MATERIAL FOR THE TASK below:

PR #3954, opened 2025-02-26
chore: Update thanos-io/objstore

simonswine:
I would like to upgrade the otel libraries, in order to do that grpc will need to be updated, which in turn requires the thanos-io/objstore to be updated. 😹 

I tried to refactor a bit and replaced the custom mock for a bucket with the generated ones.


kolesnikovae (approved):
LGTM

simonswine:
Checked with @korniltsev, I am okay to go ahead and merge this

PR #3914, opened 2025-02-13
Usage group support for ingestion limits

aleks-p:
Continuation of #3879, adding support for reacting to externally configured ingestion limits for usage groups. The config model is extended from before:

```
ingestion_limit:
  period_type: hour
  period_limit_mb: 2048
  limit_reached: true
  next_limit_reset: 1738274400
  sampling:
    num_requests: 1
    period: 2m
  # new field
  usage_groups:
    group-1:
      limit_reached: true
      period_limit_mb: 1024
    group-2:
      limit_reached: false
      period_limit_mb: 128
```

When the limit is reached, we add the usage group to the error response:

End of MATERIAL FOR THE TASK.
MATERIAL FOR THE TASK below:

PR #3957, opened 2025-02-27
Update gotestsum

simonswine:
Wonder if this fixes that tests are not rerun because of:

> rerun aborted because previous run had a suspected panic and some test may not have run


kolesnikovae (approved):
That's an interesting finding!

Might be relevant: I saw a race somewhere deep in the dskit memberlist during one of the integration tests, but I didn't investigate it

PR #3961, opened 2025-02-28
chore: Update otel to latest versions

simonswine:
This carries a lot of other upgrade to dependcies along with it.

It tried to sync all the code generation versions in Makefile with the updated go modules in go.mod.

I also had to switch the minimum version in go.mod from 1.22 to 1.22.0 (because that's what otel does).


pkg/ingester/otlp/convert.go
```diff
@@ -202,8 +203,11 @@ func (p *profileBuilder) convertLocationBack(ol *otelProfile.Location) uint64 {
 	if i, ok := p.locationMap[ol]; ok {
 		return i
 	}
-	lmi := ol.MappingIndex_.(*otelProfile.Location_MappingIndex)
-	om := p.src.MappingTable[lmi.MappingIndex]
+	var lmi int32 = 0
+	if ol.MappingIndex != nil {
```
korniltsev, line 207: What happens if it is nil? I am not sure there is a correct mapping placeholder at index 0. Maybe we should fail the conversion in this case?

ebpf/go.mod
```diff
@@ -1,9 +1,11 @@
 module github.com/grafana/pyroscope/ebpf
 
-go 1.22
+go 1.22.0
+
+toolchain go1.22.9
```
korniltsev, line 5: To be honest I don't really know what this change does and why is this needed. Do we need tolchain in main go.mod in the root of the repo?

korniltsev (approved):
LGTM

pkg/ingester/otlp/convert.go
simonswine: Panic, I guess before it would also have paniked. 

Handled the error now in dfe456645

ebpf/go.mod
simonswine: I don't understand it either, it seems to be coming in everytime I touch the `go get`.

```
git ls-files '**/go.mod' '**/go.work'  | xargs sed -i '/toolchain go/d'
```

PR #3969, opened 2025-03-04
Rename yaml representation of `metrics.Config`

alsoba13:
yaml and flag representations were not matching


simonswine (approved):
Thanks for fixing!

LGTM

End of MATERIAL FOR THE TASK.
MATERIAL FOR THE TASK below:

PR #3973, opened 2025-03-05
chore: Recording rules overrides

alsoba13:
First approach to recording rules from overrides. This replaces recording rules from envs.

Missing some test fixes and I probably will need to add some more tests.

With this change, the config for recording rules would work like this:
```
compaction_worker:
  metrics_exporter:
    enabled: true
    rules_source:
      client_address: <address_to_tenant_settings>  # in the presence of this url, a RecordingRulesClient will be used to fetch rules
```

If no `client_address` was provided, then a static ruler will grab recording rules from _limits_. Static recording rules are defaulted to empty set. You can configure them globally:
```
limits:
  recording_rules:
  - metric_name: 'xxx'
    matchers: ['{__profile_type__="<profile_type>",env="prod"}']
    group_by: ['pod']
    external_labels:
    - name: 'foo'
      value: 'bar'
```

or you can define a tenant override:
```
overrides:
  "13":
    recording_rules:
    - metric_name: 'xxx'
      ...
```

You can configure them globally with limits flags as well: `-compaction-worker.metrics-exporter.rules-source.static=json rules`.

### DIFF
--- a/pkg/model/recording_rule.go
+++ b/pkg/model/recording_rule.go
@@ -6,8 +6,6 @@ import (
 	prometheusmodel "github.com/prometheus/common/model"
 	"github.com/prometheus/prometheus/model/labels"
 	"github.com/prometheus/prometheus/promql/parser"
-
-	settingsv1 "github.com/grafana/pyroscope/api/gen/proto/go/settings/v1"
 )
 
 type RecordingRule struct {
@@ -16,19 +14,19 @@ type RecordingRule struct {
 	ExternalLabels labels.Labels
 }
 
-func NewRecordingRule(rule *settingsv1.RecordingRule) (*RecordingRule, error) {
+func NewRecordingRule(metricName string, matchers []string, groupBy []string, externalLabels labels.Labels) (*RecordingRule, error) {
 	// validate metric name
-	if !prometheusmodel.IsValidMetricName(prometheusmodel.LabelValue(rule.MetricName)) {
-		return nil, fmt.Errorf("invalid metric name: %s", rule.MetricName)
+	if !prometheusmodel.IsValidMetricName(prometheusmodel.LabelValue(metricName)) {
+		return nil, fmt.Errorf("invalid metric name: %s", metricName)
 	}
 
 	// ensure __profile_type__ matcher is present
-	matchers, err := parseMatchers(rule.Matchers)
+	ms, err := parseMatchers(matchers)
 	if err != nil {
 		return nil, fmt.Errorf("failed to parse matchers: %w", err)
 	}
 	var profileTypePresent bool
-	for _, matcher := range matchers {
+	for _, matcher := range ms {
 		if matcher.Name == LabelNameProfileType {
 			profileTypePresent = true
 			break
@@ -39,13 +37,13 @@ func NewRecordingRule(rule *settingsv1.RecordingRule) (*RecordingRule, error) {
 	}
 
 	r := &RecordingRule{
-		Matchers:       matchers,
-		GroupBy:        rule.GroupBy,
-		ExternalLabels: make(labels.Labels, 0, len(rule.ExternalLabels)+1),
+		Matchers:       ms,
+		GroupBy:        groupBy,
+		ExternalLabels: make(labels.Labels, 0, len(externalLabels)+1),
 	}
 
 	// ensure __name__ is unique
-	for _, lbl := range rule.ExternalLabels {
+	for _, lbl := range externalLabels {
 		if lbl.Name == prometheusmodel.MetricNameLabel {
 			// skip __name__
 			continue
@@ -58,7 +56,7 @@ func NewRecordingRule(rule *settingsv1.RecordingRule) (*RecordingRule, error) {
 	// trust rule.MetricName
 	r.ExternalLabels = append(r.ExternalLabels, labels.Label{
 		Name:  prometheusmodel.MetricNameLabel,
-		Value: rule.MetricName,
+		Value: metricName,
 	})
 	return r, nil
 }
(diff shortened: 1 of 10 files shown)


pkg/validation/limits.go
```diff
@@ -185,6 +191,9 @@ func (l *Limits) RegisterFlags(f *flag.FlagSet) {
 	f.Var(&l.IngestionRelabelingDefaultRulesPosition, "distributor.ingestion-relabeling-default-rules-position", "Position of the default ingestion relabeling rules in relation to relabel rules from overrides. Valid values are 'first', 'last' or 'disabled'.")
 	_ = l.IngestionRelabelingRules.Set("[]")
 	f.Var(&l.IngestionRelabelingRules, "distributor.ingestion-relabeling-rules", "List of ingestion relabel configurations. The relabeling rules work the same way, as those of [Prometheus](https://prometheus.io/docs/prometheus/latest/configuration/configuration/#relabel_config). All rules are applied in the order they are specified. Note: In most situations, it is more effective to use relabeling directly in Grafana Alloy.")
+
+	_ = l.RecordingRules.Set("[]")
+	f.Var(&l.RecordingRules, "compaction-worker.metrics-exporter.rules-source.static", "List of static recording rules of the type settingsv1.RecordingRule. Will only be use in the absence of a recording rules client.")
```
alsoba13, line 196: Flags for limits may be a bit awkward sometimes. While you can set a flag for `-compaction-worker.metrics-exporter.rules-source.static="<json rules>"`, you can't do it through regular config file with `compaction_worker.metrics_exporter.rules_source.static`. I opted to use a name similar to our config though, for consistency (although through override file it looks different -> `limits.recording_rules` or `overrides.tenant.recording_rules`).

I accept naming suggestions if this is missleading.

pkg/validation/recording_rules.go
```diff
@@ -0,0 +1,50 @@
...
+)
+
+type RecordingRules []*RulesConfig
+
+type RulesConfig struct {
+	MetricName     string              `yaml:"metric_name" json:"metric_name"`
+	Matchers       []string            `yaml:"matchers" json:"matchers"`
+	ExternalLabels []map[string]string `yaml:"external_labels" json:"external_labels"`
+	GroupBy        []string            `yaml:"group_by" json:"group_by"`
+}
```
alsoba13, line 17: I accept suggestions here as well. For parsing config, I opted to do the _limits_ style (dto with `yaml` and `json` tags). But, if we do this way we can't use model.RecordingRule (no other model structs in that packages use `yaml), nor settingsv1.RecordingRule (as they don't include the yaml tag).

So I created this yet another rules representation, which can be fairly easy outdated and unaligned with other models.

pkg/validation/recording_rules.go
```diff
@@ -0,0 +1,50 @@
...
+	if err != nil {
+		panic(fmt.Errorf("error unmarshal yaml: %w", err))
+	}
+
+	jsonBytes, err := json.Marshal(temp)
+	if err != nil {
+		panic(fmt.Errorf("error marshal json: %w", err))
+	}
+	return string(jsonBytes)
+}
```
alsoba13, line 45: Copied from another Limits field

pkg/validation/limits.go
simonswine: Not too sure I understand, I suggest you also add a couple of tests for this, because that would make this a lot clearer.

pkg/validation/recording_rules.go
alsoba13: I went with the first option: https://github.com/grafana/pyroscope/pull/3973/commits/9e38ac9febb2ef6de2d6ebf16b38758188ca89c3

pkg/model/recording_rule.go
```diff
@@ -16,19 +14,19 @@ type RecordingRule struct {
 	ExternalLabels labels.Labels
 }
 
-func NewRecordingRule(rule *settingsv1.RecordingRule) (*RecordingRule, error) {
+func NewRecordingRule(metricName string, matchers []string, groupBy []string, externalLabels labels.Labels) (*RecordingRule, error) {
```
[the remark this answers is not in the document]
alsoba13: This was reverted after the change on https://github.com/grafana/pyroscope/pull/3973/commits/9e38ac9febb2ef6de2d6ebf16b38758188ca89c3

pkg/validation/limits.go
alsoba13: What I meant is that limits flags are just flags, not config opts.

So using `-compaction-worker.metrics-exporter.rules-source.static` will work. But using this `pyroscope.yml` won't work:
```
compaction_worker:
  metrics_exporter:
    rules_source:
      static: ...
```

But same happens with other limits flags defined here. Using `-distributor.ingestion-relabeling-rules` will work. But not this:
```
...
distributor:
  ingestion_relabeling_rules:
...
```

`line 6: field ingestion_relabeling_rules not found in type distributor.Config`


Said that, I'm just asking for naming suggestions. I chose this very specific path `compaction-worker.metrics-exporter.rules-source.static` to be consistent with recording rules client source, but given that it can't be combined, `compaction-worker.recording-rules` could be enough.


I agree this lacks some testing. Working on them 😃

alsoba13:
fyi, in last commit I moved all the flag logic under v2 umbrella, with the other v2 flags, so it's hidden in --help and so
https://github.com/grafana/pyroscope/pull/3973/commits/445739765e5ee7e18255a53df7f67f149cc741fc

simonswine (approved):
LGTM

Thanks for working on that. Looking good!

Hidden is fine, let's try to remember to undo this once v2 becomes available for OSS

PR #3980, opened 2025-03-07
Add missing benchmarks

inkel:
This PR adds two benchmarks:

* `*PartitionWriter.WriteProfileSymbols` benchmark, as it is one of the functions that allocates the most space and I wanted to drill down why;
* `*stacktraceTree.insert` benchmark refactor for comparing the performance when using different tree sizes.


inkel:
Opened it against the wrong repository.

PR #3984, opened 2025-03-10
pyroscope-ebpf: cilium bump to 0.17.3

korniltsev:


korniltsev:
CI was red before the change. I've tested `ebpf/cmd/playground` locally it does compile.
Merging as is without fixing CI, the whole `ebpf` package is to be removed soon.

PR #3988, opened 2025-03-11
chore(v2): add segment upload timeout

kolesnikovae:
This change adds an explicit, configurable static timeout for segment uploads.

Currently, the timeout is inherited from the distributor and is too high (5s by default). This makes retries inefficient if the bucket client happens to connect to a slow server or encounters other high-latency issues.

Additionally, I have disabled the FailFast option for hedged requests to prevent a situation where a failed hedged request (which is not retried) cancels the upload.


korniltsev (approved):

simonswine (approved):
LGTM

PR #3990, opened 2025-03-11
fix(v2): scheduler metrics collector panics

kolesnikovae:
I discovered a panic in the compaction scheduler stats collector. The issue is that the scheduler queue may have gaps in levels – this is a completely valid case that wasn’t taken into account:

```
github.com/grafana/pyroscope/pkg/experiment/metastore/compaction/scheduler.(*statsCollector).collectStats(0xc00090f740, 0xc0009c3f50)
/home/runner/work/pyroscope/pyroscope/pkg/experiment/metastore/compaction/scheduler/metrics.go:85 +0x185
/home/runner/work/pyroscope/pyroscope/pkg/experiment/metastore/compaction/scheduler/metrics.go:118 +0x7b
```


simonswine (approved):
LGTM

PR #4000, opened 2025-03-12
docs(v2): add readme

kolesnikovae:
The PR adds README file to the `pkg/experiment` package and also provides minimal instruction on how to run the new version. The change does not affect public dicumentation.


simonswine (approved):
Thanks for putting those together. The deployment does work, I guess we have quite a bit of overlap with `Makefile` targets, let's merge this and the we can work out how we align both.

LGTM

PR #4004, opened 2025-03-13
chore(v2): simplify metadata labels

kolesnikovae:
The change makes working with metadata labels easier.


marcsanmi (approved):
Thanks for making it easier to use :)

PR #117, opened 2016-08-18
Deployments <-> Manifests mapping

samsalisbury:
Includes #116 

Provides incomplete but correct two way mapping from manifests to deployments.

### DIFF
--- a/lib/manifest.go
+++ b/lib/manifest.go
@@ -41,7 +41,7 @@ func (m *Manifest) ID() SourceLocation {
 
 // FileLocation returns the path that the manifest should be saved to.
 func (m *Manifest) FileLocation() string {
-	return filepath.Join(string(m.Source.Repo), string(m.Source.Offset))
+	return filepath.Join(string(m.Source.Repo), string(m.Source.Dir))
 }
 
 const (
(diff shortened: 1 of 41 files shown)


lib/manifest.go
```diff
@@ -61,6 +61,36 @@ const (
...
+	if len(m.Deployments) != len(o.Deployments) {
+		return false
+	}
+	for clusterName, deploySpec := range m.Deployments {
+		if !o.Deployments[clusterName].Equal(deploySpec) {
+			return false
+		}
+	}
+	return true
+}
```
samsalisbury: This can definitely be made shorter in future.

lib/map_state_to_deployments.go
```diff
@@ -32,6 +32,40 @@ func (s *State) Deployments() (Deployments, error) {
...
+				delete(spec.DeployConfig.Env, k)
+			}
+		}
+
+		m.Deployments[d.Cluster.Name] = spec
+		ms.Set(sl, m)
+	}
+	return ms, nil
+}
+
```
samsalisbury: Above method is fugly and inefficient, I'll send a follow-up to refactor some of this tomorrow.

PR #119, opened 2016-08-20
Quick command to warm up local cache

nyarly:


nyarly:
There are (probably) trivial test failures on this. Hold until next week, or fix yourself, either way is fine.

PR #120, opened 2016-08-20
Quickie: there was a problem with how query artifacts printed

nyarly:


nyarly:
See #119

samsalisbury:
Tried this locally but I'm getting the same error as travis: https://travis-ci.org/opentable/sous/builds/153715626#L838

End of MATERIAL FOR THE TASK.

◆ TRY IT ◆
Extract every line from the records above that contains the word "prometheusmodel".

◆ WRITTEN RESPONSE ◆
 	prometheusmodel "github.com/prometheus/common/model"
-	if !prometheusmodel.IsValidMetricName(prometheusmodel.LabelValue(rule.MetricName)) {
+	if !prometheusmodel.IsValidMetricName(prometheusmodel.LabelValue(metricName)) {
 		if lbl.Name == prometheusmodel.MetricNameLabel {
 		Name:  prometheusmodel.MetricNameLabel,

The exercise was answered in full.